**What to work on**
In the data below, which lines hold the word "Remove"? Copy them.

· · ·

PR #9546, opened 2025-05-07
[VL] Refactor iceberg scan validation

jinchengchenghh:


FelixYBW:
Can you add desc?

jinchengchenghh:
I try to check the table is `BaseTable` and then use the BaseTable to do the validation, but seems like spark 3.2/spark3.3 is not the BaseTable, I will close this PR

PR #9591, opened 2025-05-11
[CORE] Remove unnecessary conf spark.gluten.sql.columnar.enableVanillaVectorizedReaders

Zouxxyy:

Users can configure Spark's own columnar read configuration, and we do not need to introduce additional gluten configuration to control it. (Especially when the configuration defaults to true)

## How was this patch tested?


backends-velox/src/test/scala/org/apache/gluten/execution/VeloxRoughCostModelSuite.scala
```diff
@@ -43,7 +43,6 @@ class VeloxRoughCostModelSuite extends VeloxWholeStageTransformerSuite {
   override protected def sparkConf: SparkConf = super.sparkConf
     .set(GlutenConfig.RAS_ENABLED.key, "true")
     .set(GlutenConfig.RAS_COST_MODEL.key, "rough")
-    .set(GlutenConfig.VANILLA_VECTORIZED_READERS_ENABLED.key, "false")
```
Zouxxyy, line 46: Checked, adding this configuration has no effect on the results of the following cases. Because no matter
enable: FileScan(Vectorized) -> ColumnarToRow
disabled: FileScan(row)
their costs are the same, and have to add the r2c node later, if don't want fallback

PR #11831, opened 2026-03-26
[VL] Pass row count to CudfVector in GPU batch serializer

acvictor:
The `deserialize(uint8_t* data, int32_t size)` method receives `size` as the length of the serialized byte array (set via `env->GetArrayLength(data)` in `JniWrapper.cc`) and this byte count was forwarded directly as the `vector_size_t size` parameter to `CudfVector`, This PR replaces `size` with `vb->numRows()`, which is the actual row count from the deserialized Velox batch.

## How was this patch tested?
Existing UTs.

No.


acvictor:
@jinchengchenghh can you please review this PR? Thank you!

PR #11834, opened 2026-03-26
[GLUTEN-11888] [VL] Remove the synchronized lock in VeloxBroadcastBuildSideCache

JkSelf:
VeloxBroadcastBuildSideCache is managed by Caffe, which is already thread-safe. So we don't need to add manual synchronization.

## How was this patch tested?
Existing tests

no

Related issue: #11888


jinchengchenghh:
Could you describe the existing synchronized mechanism in PR description?

PR #11836, opened 2026-03-26
[MINOR][VL] Add cudf build docker file with JDK 17 and cuda 12.9

jinchengchenghh:
Build the docker image `apache/gluten:centos-9-jdk17-cuda12.9-cudf`, installed the cudf related libraries in system library path.


dev/docker/cudf/Dockerfile.centos-9-jdk17-cuda12.9-cudf
philo-he, line 1: Can we name it `Dockerfile.centos9-cuda12.9-cudf` which is compact and seems to be more readable?

.github/workflows/docker_image.yml
```diff
@@ -111,6 +111,37 @@ jobs:
...
+          password: ${{ secrets.DOCKERHUB_TOKEN }}
+
+      - name: Build and push Docker image
+        uses: docker/build-push-action@v6
+        with:
+          context: .
+          build-args: JAVA_VERSION=17
+          file: dev/docker/cudf/Dockerfile.centos9-cudf-cuda-12-9
+          push: true
+          tags: ${{ env.DOCKERHUB_REPO }}:centos-9-jdk17-cudf-cuda-12-9
```
philo-he: Docker name suggestion: centos-9-jdk17-cuda12.9-cudf

.github/workflows/docker_image.yml
```diff
@@ -111,6 +111,37 @@ jobs:
           file: dev/docker/cudf/Dockerfile
           push: true
           tags: ${{ env.DOCKERHUB_REPO }}:centos-9-jdk8-cudf
+          
+  build-centos-9-jdk17-cudf-cuda-12-9:
```
philo-he: `build-centos-9-jdk17-cuda12.9-cudf:`

.github/workflows/docker_image.yml
jinchengchenghh: The docker name aligns with centos-9-jdk8-cudf, do you think I should also update the former?

jinchengchenghh: But for compatibility, I don't support to change the old name, then if the new image name should align with the former pattern? Looking for your suggestiion.

philo-he: @jinchengchenghh, maybe, we can just follow the suggested name pattern for new docker images, not changing the old ones. We don’t need to force consistency. Since the old images may become legacy, we can drop them in the future or defer a full update until we can guarantee compatibility. Just a minor suggestion. Thanks.

.github/workflows/docker_image.yml
jinchengchenghh: The name is invalid, so I rename to build-centos-9-jdk17-cuda12_9-cudf
```
The identifier 'build-centos-9-jdk17-cuda12.9-cudf' is invalid. IDs may only contain alphanumeric characters, '_', and '-'. IDs must start with a letter or '_' and and must be less than 100 characters.
```

philo-he (approved):
Thanks.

· · ·

**Result of this task**
[CORE] Remove unnecessary conf spark.gluten.sql.columnar.enableVanillaVectorizedReaders
[GLUTEN-11888] [VL] Remove the synchronized lock in VeloxBroadcastBuildSideCache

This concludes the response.